BigNLP: Approaching High Performance Computing to Big Data Technologies: Natural Language Processing as Case Study

Processing large amounts of text is a complex task that requires the use of several interrelated linguistic modules organized into subtasks. The biggest problems of the language processing techniques are the high computational cost and the scalability issues, which makes them impractical for analyzing large volumes (Gigabytes or even Terabytes) of documents. On the other hand, it is worth noting that the philosophy of the latest approaches to corpus linguistics are based on the "Web As Corpus", research line which postulates that using more data and text best results are always achieved.

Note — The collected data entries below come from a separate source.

PR #11489, opened 2024-05-05
Add remuxing support for VP9

gnattu:
**Changes**

Add VP9 as a valid HLS format to enable remuxing. This is useful when audio processing is required, but the VP9 video can be passed as-is to avoid unnecessary video transcoding.

No VP9 encoder is enabled and should not be enabled. AV1 and HEVC should be preferred over VP9 if video transcoding is required.

**Issues**

### DIFF
--- a/Jellyfin.Api/Helpers/DynamicHlsHelper.cs
+++ b/Jellyfin.Api/Helpers/DynamicHlsHelper.cs
@@ -714,6 +714,21 @@ public class DynamicHlsHelper
             return HlsCodecStringHelpers.GetAv1String(profile, level, false, bitDepth);
         }
 
+        // VP9 HLS is for video remuxing only, everything is probed from the original video
+        if (string.Equals(codec, "vp9", StringComparison.OrdinalIgnoreCase))
+        {
+            var width = state.VideoStream.Width ?? 0;
+            var height = state.VideoStream.Height ?? 0;
+            var framerate = state.VideoStream.AverageFrameRate ?? 30;
+            var bitDepth = state.VideoStream.BitDepth ?? 8;
+            return HlsCodecStringHelpers.GetVp9String(
+                width,
+                height,
+                state.VideoStream.PixelFormat,
+                framerate,
+                bitDepth);
+        }
+
         return string.Empty;
     }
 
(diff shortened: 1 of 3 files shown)


nyanmisaka:
How does it perform on HLS.js and Safari?

gnattu:
> How does it perform on HLS.js and Safari?

HLS.js on chrome works fine, firefox untested yet.

Safari is a little bit tricky. Only iOS Safari understands VP9 over HLS with the native HLS player, and the desktop Safari does not play.

nyanmisaka:
> > How does it perform on HLS.js and Safari?
> 
> HLS.js on both Firefox and Chrome works with fmp4 container.
> 
> Firefox can play with TS container as well, but Chrome cannot.
> 
> Safari is a little bit tricky. Only iOS Safari understands VP9 over HLS with the native HLS player through fmp4 container, and the desktop Safari does not play.

Safari 17 has added [AV1 over fMP4](https://bitmovin.com/apple-av1-support) support, it's hard to understand why VP9 has been left behind on desktop Safari. Maybe there's some kind of experimental option that's not enabled by default yet?

gnattu:
> Safari 17 has added [AV1 over fMP4](https://bitmovin.com/apple-av1-support) support, it's hard to understand why VP9 has been left behind on desktop Safari. Maybe there's some kind of experimental option that's not enabled by default yet?

No, not experimental option. It is more likely intentional or not bother to add it. iOS Safari supports this for years if I remembered it correctly, and macOS Safari just never supported this. HLS.js works on desktop Safari though.

nyanmisaka:
> > Safari 17 has added [AV1 over fMP4](https://bitmovin.com/apple-av1-support) support, it's hard to understand why VP9 has been left behind on desktop Safari. Maybe there's some kind of experimental option that's not enabled by default yet?
> 
> No, not experimental option. It is more likely intentional or not bother to add it. iOS Safari supports this for years if I remembered it correctly, and macOS Safari just never supported this. HLS.js works on desktop Safari though.
> 
> Apple just don't want you to use VP9 and they are making this more or less only for Google's YouTube. They did not even announce publicly when VP9 is available in their SoC and only quietly added the support in iOS 14 update, unlike AV1 that they publicly announced the availability when it is added. The VP9 support policy for Apple is probably "not an issue as long as YouTube does not break".

This makes sense. Youtube should have enabled its own fMP4/Dash player for desktop Safari through MSE, but this is still not supported on iOS due to power saving considerations.

crobibero (approved):

nyanmisaka (approved):

Bond-009 (approved):

PR #11492, opened 2024-05-05
Add better audio VBR settings

gnattu:
LAME's VBR mode only has advantage over a certain bitrate range. For very low and very high bitrate, use the ABR mode instead.

aac_at's CVBR mode produces very good quality and is not worse than its TVBR mode in blind testing. Use this mode for convenience.

The ffmpeg native aac encoder will have quality regression with its VBR mode. Always use CBR mode for ffmpeg's native aac encoder.

This also adds `EnableAudioVbrEncoding` to TranscodingProfile, enables the client to selectively disable VBR transcoding when it causes playback problems.

**Changes**

- Use ABR for libmp3lame when VBR mode has its limitation
- Supports aac_at's CVBR mode
- Adds `EnableAudioVbrEncoding` to TranscodingProfile

**Issues**

### DIFF
--- a/Jellyfin.Api/Controllers/AudioController.cs
+++ b/Jellyfin.Api/Controllers/AudioController.cs
@@ -83,6 +83,7 @@ public class AudioController : BaseJellyfinApiController
     /// <param name="videoStreamIndex">Optional. The index of the video stream to use. If omitted the first video stream will be used.</param>
     /// <param name="context">Optional. The <see cref="EncodingContext"/>.</param>
     /// <param name="streamOptions">Optional. The streaming options.</param>
+    /// <param name="enableAudioVbrEncoding">Optional. Whether to enable Audio Encoding.</param>
     /// <response code="200">Audio stream returned.</response>
     /// <returns>A <see cref="FileResult"/> containing the audio file.</returns>
     [HttpGet("{itemId}/stream", Name = "GetAudioStream")]
@@ -138,7 +139,8 @@ public class AudioController : BaseJellyfinApiController
         [FromQuery] int? audioStreamIndex,
         [FromQuery] int? videoStreamIndex,
         [FromQuery] EncodingContext? context,
-        [FromQuery] Dictionary<string, string>? streamOptions)
+        [FromQuery] Dictionary<string, string>? streamOptions,
+        [FromQuery] bool? enableAudioVbrEncoding)
     {
         StreamingRequestDto streamingRequest = new StreamingRequestDto
         {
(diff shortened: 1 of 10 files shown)


MediaBrowser.Controller/MediaEncoding/EncodingHelper.cs
```diff
@@ -2576,8 +2576,9 @@ private static int ScaleBitrate(int bitrate, string inputVideoCodec, string outp
             return 128000 * (outputAudioChannels ?? audioStream.Channels ?? 2);
         }
 
-        public string GetAudioVbrModeParam(string encoder, int bitratePerChannel)
+        public string GetAudioVbrModeParam(string encoder, int bitrate, int channels)
         {
+            var bitratePerChannel = bitrate / channels;
```
crobibero, line 2581:
```suggestion
            var bitratePerChannel = bitrate / Math.Max(channels, 1);
```

Would probably be caught upstream but if it is preventable might as well

Jellyfin.Api/Controllers/AudioController.cs
```diff
@@ -138,7 +139,8 @@ public AudioController(AudioHelper audioHelper)
         [FromQuery] int? audioStreamIndex,
         [FromQuery] int? videoStreamIndex,
         [FromQuery] EncodingContext? context,
-        [FromQuery] Dictionary<string, string>? streamOptions)
+        [FromQuery] Dictionary<string, string>? streamOptions,
+        [FromQuery] bool? enableAudioVbrEncoding)
```
crobibero, line 143:
```suggestion
        [FromQuery] bool enableAudioVbrEncoding = true)
```

I would specify the default value here so it gets pulled into the api spec

crobibero (approved):

nyanmisaka (approved):

MediaBrowser.Controller/MediaEncoding/EncodingJobInfo.cs
```diff
@@ -508,6 +508,14 @@ public string ActualOutputAudioCodec
             }
         }
 
+        public bool EnableAudioVbrEncoding
+        {
+            get
+            {
+                return BaseRequest.EnableAudioVbrEncoding;
+            }
+        }
```
Bond-009, line 517:
```suggestion
        public bool EnableAudioVbrEncoding => BaseRequest.EnableAudioVbrEncoding;
```

Bond-009 (approved):

PR #11500, opened 2024-05-06
Restore 255.255.255.255 discovery for Linux and Windows

### LINKED ISSUE #11498: Auto-discovery causes server to stop responding

```shell
```

### Jellyfin Version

For this reason, we consider that high performance computing and Big Data-oriented strategies fit naturally as a solution to the limited computational efficiency of the modules for language processing. However, the relative simplicity of the modular processes and the independence among the linguistic input units (sentences, paragraphs, texts ...) are factors to consider that can facilitate the integration of NLP modules into the context of high performance computer systems using Big Data technologies.

Objectives

The main goal of the project is to develop a new set of tools and software solutions for Big Data processing, which will allow the integration of a set of multilingual modules for natural language processing into a parallel and scalable suite. This suite must process large amounts of text in reduced execution times and, at the same time, make an efficient use of the considered high performance systems, paying special attention to the heterogeneous architectures. In particular, we will consider modules for Multiword extraction, Syntactic parsing, Triple extraction, Correference resolution and Sentiment analysis. Note that the new NLP modules could be used in more complex and higher level linguistic applications such as machine translation, information retrieval, question & answering, or even new intelligent systems for technological surveillance and monitoring. In addition, the new tools result of the project will be for general purpose and, in this way, they could be applied to codes and applications coming from any research area.